[Saved entries]
━━━━━━━━━━━━━━━━━━━━━━━━━━━━━━

PR #2241, opened 2018-01-26
Fix/icpc align simd test

### LINKED ISSUE #2199: icpc-18 issues
* [x] warnings during cmake:
>  Intel compiler >=17.0.5 reevaluate if [test_align_simd_*] can be compiled.

  * [x] test_test_align_simd segfaults
  * [x] app_test_yara (probably the same as #2186)
  * [x] check icpc-17 again.

rrahn:
Fixes #2199
Reenables the simd align test for the intel compiler.
It seems there is some compiler issue with the use of the ZipView.
So the error was actually not related to the simd implementation.

### DIFF
--- a/tests/simd/test_simd_vector.h
+++ b/tests/simd/test_simd_vector.h
@@ -76,7 +76,9 @@ inline void test_matrix_transpose()
 //    std::cout << std::endl;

━━━━━━━━━━━━━━━━━━━━━━━━━━━━━━

● Work item: Every entry should be reproduced exactly, with no part omitted.

● Exercise solution:
PR #2241, opened 2018-01-26
Fix/icpc align simd test

### LINKED ISSUE #2199: icpc-18 issues
* [x] warnings during cmake:
>  Intel compiler >=17.0.5 reevaluate if [test_align_simd_*] can be compiled.

  * [x] test_test_align_simd segfaults
  * [x] app_test_yara (probably the same as #2186)
  * [x] check icpc-17 again.

rrahn:
Fixes #2199
Reenables the simd align test for the intel compiler.
It seems there is some compiler issue with the use of the ZipView.
So the error was actually not related to the simd implementation.

### DIFF
--- a/tests/simd/test_simd_vector.h
+++ b/tests/simd/test_simd_vector.h
@@ -76,7 +76,9 @@ inline void test_matrix_transpose()
 //    std::cout << std::endl;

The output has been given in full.